▶ _Work instruction_: Output the records, every one, exactly as given.

(Records to use begins)

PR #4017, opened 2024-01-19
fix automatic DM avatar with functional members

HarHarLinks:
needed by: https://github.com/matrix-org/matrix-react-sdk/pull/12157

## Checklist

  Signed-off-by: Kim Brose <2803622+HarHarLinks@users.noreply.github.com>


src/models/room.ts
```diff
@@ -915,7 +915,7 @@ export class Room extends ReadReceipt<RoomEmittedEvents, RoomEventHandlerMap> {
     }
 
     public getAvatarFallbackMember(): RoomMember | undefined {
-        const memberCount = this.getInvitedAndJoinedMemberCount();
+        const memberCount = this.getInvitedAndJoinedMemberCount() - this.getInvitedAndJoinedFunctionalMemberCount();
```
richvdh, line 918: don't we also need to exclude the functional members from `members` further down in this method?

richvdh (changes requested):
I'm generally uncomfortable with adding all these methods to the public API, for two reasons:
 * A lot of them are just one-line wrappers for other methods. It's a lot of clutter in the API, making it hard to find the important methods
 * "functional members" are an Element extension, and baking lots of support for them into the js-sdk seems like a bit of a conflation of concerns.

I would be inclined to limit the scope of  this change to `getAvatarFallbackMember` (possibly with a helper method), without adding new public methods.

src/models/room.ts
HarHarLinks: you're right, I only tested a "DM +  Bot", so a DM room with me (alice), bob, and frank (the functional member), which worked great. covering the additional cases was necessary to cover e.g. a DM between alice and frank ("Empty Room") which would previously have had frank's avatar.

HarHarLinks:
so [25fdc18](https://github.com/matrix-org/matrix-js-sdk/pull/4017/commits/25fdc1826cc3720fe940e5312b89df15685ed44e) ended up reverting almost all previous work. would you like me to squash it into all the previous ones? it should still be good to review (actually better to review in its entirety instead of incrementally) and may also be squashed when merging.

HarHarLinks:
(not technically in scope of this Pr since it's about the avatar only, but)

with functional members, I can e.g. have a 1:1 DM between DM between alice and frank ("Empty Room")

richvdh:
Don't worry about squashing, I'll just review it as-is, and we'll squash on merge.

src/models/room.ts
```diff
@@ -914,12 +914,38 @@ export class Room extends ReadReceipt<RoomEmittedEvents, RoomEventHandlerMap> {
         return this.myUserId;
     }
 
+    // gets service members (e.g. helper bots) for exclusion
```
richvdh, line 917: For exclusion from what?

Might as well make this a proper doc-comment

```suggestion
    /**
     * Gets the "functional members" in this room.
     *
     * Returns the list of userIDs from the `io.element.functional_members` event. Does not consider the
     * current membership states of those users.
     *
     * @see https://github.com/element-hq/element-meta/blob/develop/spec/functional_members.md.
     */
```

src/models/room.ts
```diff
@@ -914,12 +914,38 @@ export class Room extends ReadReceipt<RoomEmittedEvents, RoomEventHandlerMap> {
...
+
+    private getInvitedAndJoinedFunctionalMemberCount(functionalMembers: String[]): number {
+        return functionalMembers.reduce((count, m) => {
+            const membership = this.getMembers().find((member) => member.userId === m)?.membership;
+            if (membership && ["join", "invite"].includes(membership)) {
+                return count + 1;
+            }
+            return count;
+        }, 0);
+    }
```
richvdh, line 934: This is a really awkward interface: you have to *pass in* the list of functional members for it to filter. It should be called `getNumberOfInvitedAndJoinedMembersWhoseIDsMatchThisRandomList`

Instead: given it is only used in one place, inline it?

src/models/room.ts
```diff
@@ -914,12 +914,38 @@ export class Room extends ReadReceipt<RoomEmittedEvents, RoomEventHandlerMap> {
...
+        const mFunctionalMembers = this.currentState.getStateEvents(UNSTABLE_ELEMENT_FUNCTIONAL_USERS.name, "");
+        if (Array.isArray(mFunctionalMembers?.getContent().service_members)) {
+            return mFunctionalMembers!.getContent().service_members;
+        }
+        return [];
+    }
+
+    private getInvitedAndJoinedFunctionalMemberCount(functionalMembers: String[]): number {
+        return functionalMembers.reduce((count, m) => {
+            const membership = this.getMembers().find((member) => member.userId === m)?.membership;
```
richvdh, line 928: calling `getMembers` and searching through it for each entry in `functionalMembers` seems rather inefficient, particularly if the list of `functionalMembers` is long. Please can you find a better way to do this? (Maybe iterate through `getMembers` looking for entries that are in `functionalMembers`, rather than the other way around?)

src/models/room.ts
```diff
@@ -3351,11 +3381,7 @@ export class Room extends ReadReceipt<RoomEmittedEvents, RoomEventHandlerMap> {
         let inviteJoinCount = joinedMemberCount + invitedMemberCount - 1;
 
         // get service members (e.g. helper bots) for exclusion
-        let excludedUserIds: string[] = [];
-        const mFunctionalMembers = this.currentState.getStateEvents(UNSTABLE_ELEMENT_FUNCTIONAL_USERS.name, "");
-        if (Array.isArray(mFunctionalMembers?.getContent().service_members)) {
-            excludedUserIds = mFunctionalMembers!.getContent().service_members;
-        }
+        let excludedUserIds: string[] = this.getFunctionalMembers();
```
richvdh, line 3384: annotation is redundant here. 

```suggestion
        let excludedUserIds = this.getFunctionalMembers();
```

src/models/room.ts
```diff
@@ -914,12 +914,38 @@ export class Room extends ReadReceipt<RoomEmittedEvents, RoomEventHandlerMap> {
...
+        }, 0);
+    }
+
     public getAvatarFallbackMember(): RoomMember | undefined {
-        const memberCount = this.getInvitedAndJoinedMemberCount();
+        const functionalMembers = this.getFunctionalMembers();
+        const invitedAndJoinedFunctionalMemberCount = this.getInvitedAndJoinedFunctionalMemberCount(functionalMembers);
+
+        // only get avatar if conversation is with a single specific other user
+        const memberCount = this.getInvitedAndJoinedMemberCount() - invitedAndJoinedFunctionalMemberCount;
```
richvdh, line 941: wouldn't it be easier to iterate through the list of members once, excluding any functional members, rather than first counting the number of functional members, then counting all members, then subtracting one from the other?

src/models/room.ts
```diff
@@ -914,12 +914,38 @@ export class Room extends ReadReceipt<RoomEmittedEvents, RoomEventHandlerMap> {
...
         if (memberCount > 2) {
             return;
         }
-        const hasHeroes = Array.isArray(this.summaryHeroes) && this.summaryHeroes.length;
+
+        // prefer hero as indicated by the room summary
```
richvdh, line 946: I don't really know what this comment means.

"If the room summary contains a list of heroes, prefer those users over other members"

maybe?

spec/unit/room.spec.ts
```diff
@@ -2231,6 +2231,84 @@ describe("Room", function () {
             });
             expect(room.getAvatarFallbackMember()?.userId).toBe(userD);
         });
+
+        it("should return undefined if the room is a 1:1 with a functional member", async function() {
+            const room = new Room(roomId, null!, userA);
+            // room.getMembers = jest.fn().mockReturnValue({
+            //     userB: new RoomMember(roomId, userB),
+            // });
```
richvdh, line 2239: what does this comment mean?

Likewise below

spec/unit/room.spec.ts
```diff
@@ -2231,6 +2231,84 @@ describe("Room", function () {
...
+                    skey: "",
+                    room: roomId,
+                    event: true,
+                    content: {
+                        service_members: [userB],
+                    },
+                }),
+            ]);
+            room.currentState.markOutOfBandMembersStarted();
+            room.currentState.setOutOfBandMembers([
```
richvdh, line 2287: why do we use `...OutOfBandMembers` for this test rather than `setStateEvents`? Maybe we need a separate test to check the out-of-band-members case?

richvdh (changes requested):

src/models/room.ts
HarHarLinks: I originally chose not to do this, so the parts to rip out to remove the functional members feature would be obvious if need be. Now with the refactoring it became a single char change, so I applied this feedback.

(Records to use ends)

▶ _Exercise response_:
PR #4017, opened 2024-01-19
fix automatic DM avatar with functional members

HarHarLinks:
needed by: https://github.com/matrix-org/matrix-react-sdk/pull/12157

## Checklist

  Signed-off-by: Kim Brose <2803622+HarHarLinks@users.noreply.github.com>


src/models/room.ts
```diff
@@ -915,7 +915,7 @@ export class Room extends ReadReceipt<RoomEmittedEvents, RoomEventHandlerMap> {
     }
 
     public getAvatarFallbackMember(): RoomMember | undefined {
-        const memberCount = this.getInvitedAndJoinedMemberCount();
+        const memberCount = this.getInvitedAndJoinedMemberCount() - this.getInvitedAndJoinedFunctionalMemberCount();
```
richvdh, line 918: don't we also need to exclude the functional members from `members` further down in this method?

richvdh (changes requested):
I'm generally uncomfortable with adding all these methods to the public API, for two reasons:
 * A lot of them are just one-line wrappers for other methods. It's a lot of clutter in the API, making it hard to find the important methods
 * "functional members" are an Element extension, and baking lots of support for them into the js-sdk seems like a bit of a conflation of concerns.

I would be inclined to limit the scope of  this change to `getAvatarFallbackMember` (possibly with a helper method), without adding new public methods.

src/models/room.ts
HarHarLinks: you're right, I only tested a "DM +  Bot", so a DM room with me (alice), bob, and frank (the functional member), which worked great. covering the additional cases was necessary to cover e.g. a DM between alice and frank ("Empty Room") which would previously have had frank's avatar.

HarHarLinks:
so [25fdc18](https://github.com/matrix-org/matrix-js-sdk/pull/4017/commits/25fdc1826cc3720fe940e5312b89df15685ed44e) ended up reverting almost all previous work. would you like me to squash it into all the previous ones? it should still be good to review (actually better to review in its entirety instead of incrementally) and may also be squashed when merging.

HarHarLinks:
(not technically in scope of this Pr since it's about the avatar only, but)

with functional members, I can e.g. have a 1:1 DM between DM between alice and frank ("Empty Room")

richvdh:
Don't worry about squashing, I'll just review it as-is, and we'll squash on merge.

src/models/room.ts
```diff
@@ -914,12 +914,38 @@ export class Room extends ReadReceipt<RoomEmittedEvents, RoomEventHandlerMap> {
         return this.myUserId;
     }
 
+    // gets service members (e.g. helper bots) for exclusion
```
richvdh, line 917: For exclusion from what?

Might as well make this a proper doc-comment

```suggestion
    /**
     * Gets the "functional members" in this room.
     *
     * Returns the list of userIDs from the `io.element.functional_members` event. Does not consider the
     * current membership states of those users.
     *
     * @see https://github.com/element-hq/element-meta/blob/develop/spec/functional_members.md.
     */
```

src/models/room.ts
```diff
@@ -914,12 +914,38 @@ export class Room extends ReadReceipt<RoomEmittedEvents, RoomEventHandlerMap> {
...
+
+    private getInvitedAndJoinedFunctionalMemberCount(functionalMembers: String[]): number {
+        return functionalMembers.reduce((count, m) => {
+            const membership = this.getMembers().find((member) => member.userId === m)?.membership;
+            if (membership && ["join", "invite"].includes(membership)) {
+                return count + 1;
+            }
+            return count;
+        }, 0);
+    }
```
richvdh, line 934: This is a really awkward interface: you have to *pass in* the list of functional members for it to filter. It should be called `getNumberOfInvitedAndJoinedMembersWhoseIDsMatchThisRandomList`

Instead: given it is only used in one place, inline it?

src/models/room.ts
```diff
@@ -914,12 +914,38 @@ export class Room extends ReadReceipt<RoomEmittedEvents, RoomEventHandlerMap> {
...
+        const mFunctionalMembers = this.currentState.getStateEvents(UNSTABLE_ELEMENT_FUNCTIONAL_USERS.name, "");
+        if (Array.isArray(mFunctionalMembers?.getContent().service_members)) {
+            return mFunctionalMembers!.getContent().service_members;
+        }
+        return [];
+    }
+
+    private getInvitedAndJoinedFunctionalMemberCount(functionalMembers: String[]): number {
+        return functionalMembers.reduce((count, m) => {
+            const membership = this.getMembers().find((member) => member.userId === m)?.membership;
```
richvdh, line 928: calling `getMembers` and searching through it for each entry in `functionalMembers` seems rather inefficient, particularly if the list of `functionalMembers` is long. Please can you find a better way to do this? (Maybe iterate through `getMembers` looking for entries that are in `functionalMembers`, rather than the other way around?)

src/models/room.ts
```diff
@@ -3351,11 +3381,7 @@ export class Room extends ReadReceipt<RoomEmittedEvents, RoomEventHandlerMap> {
         let inviteJoinCount = joinedMemberCount + invitedMemberCount - 1;
 
         // get service members (e.g. helper bots) for exclusion
-        let excludedUserIds: string[] = [];
-        const mFunctionalMembers = this.currentState.getStateEvents(UNSTABLE_ELEMENT_FUNCTIONAL_USERS.name, "");
-        if (Array.isArray(mFunctionalMembers?.getContent().service_members)) {
-            excludedUserIds = mFunctionalMembers!.getContent().service_members;
-        }
+        let excludedUserIds: string[] = this.getFunctionalMembers();
```
richvdh, line 3384: annotation is redundant here. 

```suggestion
        let excludedUserIds = this.getFunctionalMembers();
```

src/models/room.ts
```diff
@@ -914,12 +914,38 @@ export class Room extends ReadReceipt<RoomEmittedEvents, RoomEventHandlerMap> {
...
+        }, 0);
+    }
+
     public getAvatarFallbackMember(): RoomMember | undefined {
-        const memberCount = this.getInvitedAndJoinedMemberCount();
+        const functionalMembers = this.getFunctionalMembers();
+        const invitedAndJoinedFunctionalMemberCount = this.getInvitedAndJoinedFunctionalMemberCount(functionalMembers);
+
+        // only get avatar if conversation is with a single specific other user
+        const memberCount = this.getInvitedAndJoinedMemberCount() - invitedAndJoinedFunctionalMemberCount;
```
richvdh, line 941: wouldn't it be easier to iterate through the list of members once, excluding any functional members, rather than first counting the number of functional members, then counting all members, then subtracting one from the other?

src/models/room.ts
```diff
@@ -914,12 +914,38 @@ export class Room extends ReadReceipt<RoomEmittedEvents, RoomEventHandlerMap> {
...
         if (memberCount > 2) {
             return;
         }
-        const hasHeroes = Array.isArray(this.summaryHeroes) && this.summaryHeroes.length;
+
+        // prefer hero as indicated by the room summary
```
richvdh, line 946: I don't really know what this comment means.

"If the room summary contains a list of heroes, prefer those users over other members"

maybe?

spec/unit/room.spec.ts
```diff
@@ -2231,6 +2231,84 @@ describe("Room", function () {
             });
             expect(room.getAvatarFallbackMember()?.userId).toBe(userD);
         });
+
+        it("should return undefined if the room is a 1:1 with a functional member", async function() {
+            const room = new Room(roomId, null!, userA);
+            // room.getMembers = jest.fn().mockReturnValue({
+            //     userB: new RoomMember(roomId, userB),
+            // });
```
richvdh, line 2239: what does this comment mean?

Likewise below

spec/unit/room.spec.ts
```diff
@@ -2231,6 +2231,84 @@ describe("Room", function () {
...
+                    skey: "",
+                    room: roomId,
+                    event: true,
+                    content: {
+                        service_members: [userB],
+                    },
+                }),
+            ]);
+            room.currentState.markOutOfBandMembersStarted();
+            room.currentState.setOutOfBandMembers([
```
richvdh, line 2287: why do we use `...OutOfBandMembers` for this test rather than `setStateEvents`? Maybe we need a separate test to check the out-of-band-members case?

richvdh (changes requested):

src/models/room.ts
HarHarLinks: I originally chose not to do this, so the parts to rip out to remove the functional members feature would be obvious if need be. Now with the refactoring it became a single char change, so I applied this feedback.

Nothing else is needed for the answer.